Fig. 3 – “Physiographic Diagram of the Seven Devils Mountains” by Tau Rho Alpha and William A. Austin. 1982. Web 22 Oct 2015. Source: Google Images

Fig. 3a – “Hand Drawn Physiographic Diagram of the Seven Devils Mountains” by Tau Rho Alpha and William A. Austin. 1982. Source: Google Images


Fig. 3b – “Digital map with manual shading” by Eduard Imhof and Canton Grisons Web 23Oct 2015. Source: http://cartography.oregonstate.edu/TerrainShadingAndColoring.html

Fig. 3b – “Digital map with manual shading” by Eduard Imhof and Canton Grisons Web 23Oct 2015. Source: http://cartography.oregonstate.edu/TerrainShadingAndColoring.html

4. Science and Medicine:

Strothotte, Schlechtweg and Gooding also look at medical and scientific illustration as fields that benefit from using NPR (25; para 53). Gooding outlines how a ‘common feature of all scientific method is managing complexity‘ as ‘not everything is of equal importance all of the time’( para 47). Scientific illustrations are used as a tool to visualise and communicate single or multiple hypotheses at important intervals in the scientific process and therefore ‘illustrating in science is about illustrating process’ (para 53). Strothotte and Schlechtweg discuss how medical illustrations, show how it is sometimes necessary to change the appearance of the object represented to increase clarity. Certain medical illustration conventions apply: Veins are shown as red or blue, ligaments are white and muscles brown. Sometimes an exaggeration of scale is used to show detail of a particular area. ‘Sometimes an organ may be rotated somewhat relative to the other parts simultaneously to provide a better view on all objects in a single image and to be able to study several objects in the context of one another (15). (Fig.5) Whilst some details are highlighted others are left deliberately vague depending on the aim of the illustration. This method is often used for emphasis and clarity in illustrations used for industrial design, user manuals (Gooch and Gooch, 1) (Fig.6), architects sketches (as outlined in BP1) and in archaeological NPR also.

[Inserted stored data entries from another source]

PR #4104, opened 2026-05-05
fix: filter stale MLS jobs by active self membership [WPB-24981]

Garzas:
https://wearezeta.atlassian.net/browse/WPB-24981

----

- The **PR Title**

- The **PR Description**
----

# What's new in this PR?

### Issues

- MLS conversations could remain in a stale local state after the self user was removed from a group.
- Background MLS jobs could continue acting on conversations where the self user was no longer a member.
- Pending proposal retries could keep repeating when the backend returned `no-conversation`.
- MLS keying material and proposal timer queries did not filter out locally deleted conversations or conversations without self membership.

### Causes (Optional)

- Self-removal handling did not cover all relevant member leave cases.
- MLS background queries were based mostly on MLS state and timers, without verifying that the local self user was still an active member.
- `no-conversation` from the backend was not treated as an unrecoverable pending proposal failure, so the proposal timer could remain scheduled.

### Solutions

- Clean up MLS state when the self user is removed from an MLS conversation.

Fig. 5 - Example of a hand drawn medical illustration taken from a textbook on anatomy. Source: “Non-Photorealistic Computer Graphics” by Strothotte + Schlectweg p25

Fig. 5 – Example of a hand drawn medical illustration taken from a textbook on anatomy. Source: “Non-Photorealistic Computer Graphics” by Strothotte + Schlectweg p25


Fig. 6 - “Upper Threading”. Singer Sewing Machine Model 327K- Users Manual p12.  Source: A. Holland

Fig. 6 – “Upper Threading”. Singer Sewing Machine Model 327K- Users Manual p12.
Source: A. Holland

5. The Artists Impression:

The archaeological illustrator is sometimes described as the ‘first spectator within the environment of information’ on an archaeological site (Wollheim, 101-2 qtd. in Molyneaux, 1).
Even with the introduction of photography, the hand-drawn illustration of sites and finds has remained part of archaeological fieldwork(Fig.7). As for the creation of artistic impressions or photorealistic ‘reconstructions’ of how a site may have looked; the evidence for what every part of a site looked like might not exist (as illustrated by the multiple renderings of the Athenian gates in Eiteljorg’s article (5). Bateman suggests that trying to align our texts and images together is an impossible and false goal (5). A single photorealistic image may look “believable” and still be unable to show the level of detail that exists in the accompanying texts (Bateman, 5; Roussou et al, 1). Roussou et al go further to say that the use of NPR’s might be preferable to photorealistic images ‘to underline the fact that we are not dealing with indisputable facts’(8). In their 2003 article, they outline how a ‘perception of realism’ could be achieved through Photorealism and or NPR with the addition of interactivity (abstract).
In reference to interactivity; Eric Champion is cited in Rahaman et al proposing that an end-users engagement with interactive cultural heritage depends only in part on graphic realism(3). Taking into account his experience in computer gaming theory, he is cited as suggesting that static graphic realism is more suited to non-interactive applications and therefore, in his opinion, not computer game environments (Ibid).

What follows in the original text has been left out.